PR #3191, opened 2026-08-28
DatePicker: Allow date segments to be incremented with the arrow keys in DatePickerInput

marcysutton:
## Summary:
To make the DatePicker work more like the native time input, we allow the arrow keys to adjust numeric date segments in the date picker input.

Issue: WB-2431

## Test plan:
1. Ensure tests pass
2. Compare interaction model to the native time input: `/?path=/story/packages-datepicker-datepicker--date-and-time-comparison&globals=theme:thunderblocks`
3. Ensure text date formats still validate as expected


packages/wonder-blocks-date-picker/src/components/__tests__/date-picker.test.tsx
```diff
@@ -598,6 +598,84 @@ describe("DatePicker", () => {
         ).toBeInTheDocument();
     });
 
+    it("increments the day segment when ArrowUp is pressed in the input", async () => {
```
jandrade: **suggestion:** Could you please add AAA comments on these new tests? thanks :)

packages/wonder-blocks-date-picker/src/hooks/__tests__/use-date-segment-arrow-keys.test.ts
```diff
@@ -0,0 +1,153 @@
...
+            }),
+        {initialProps: {value}},
+    );
+
+    return {input, handleChange, result, rerender};
+}
+
+describe("useDateSegmentArrowKeys", () => {
+    it("returns false for keys other than ArrowUp/ArrowDown", () => {
+        const {input, result} = setup("01/16/2026");
```
jandrade: same suggestion about AAA here

packages/wonder-blocks-date-picker/src/util/adjust-date-segment.ts
```diff
@@ -0,0 +1,33 @@
...
+    if (type === "day") {
+        const {daysInMonth} = date;
+        const newDay =
+            ((((date.day - 1 + delta) % daysInMonth) + daysInMonth) %
+                daysInMonth) +
+            1;
+        return date.with({day: newDay});
+    }
+    if (type === "month") {
+        const newMonth = ((((date.month - 1 + delta) % 12) + 12) % 12) + 1;
```
jandrade, line 31: **suggestion:** It would be nice adding a comment explaining what this does (I'm only assuming it by the const name)

marcysutton:
@jandrade the RTL arrow key handling was a bit involved -- i actually ended up uncovering a bug where default dates weren't rendering for RTL locales in the base input! 

Before: RTL example for `wonder-blocks-date-picker.stories.tsx` in `frontend`: 
with Arabic locale - RTL story

After: rendering a date in the input in WB (in a new story with the `ar` locale) - `/?path=/story/packages-datepicker-datepicker--with-rtl-numeric-locale&globals=theme:thunderblocks;direction:rtl`
Text input with

packages/wonder-blocks-core/src/index.ts
```diff
@@ -4,6 +4,7 @@ export {default as InitialFallback} from "./components/initial-fallback";
 export {default as addStyle} from "./util/add-style";
 export {default as Server} from "./util/server";
 export {Id} from "./components/id";
+export {useDirectionDetection} from "./hooks/use-direction-detection";
```
marcysutton, line 7: This utility lived in `wonder-blocks-modal` which made it a cross-import, unless it got moved! Maybe this could satisfy https://khanacademy.atlassian.net/browse/WB-2060?

jandrade: Good call! yeah, that should satisfy the ticket you shared.

jandrade (approved):
This is an amazing addition! thanks for fixing the RTL case 👏 🚀

packages/wonder-blocks-date-picker/src/util/adjust-date-segment.ts
marcysutton: Good call!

======

> _WHAT YOU WILL DO_: Only the lines from the one holding "This is an amazing" to the end of the entries above belong in the answer, each copied exactly.

> _TASK ANSWER_:
This is an amazing addition! thanks for fixing the RTL case 👏 🚀

packages/wonder-blocks-date-picker/src/util/adjust-date-segment.ts
marcysutton: Good call!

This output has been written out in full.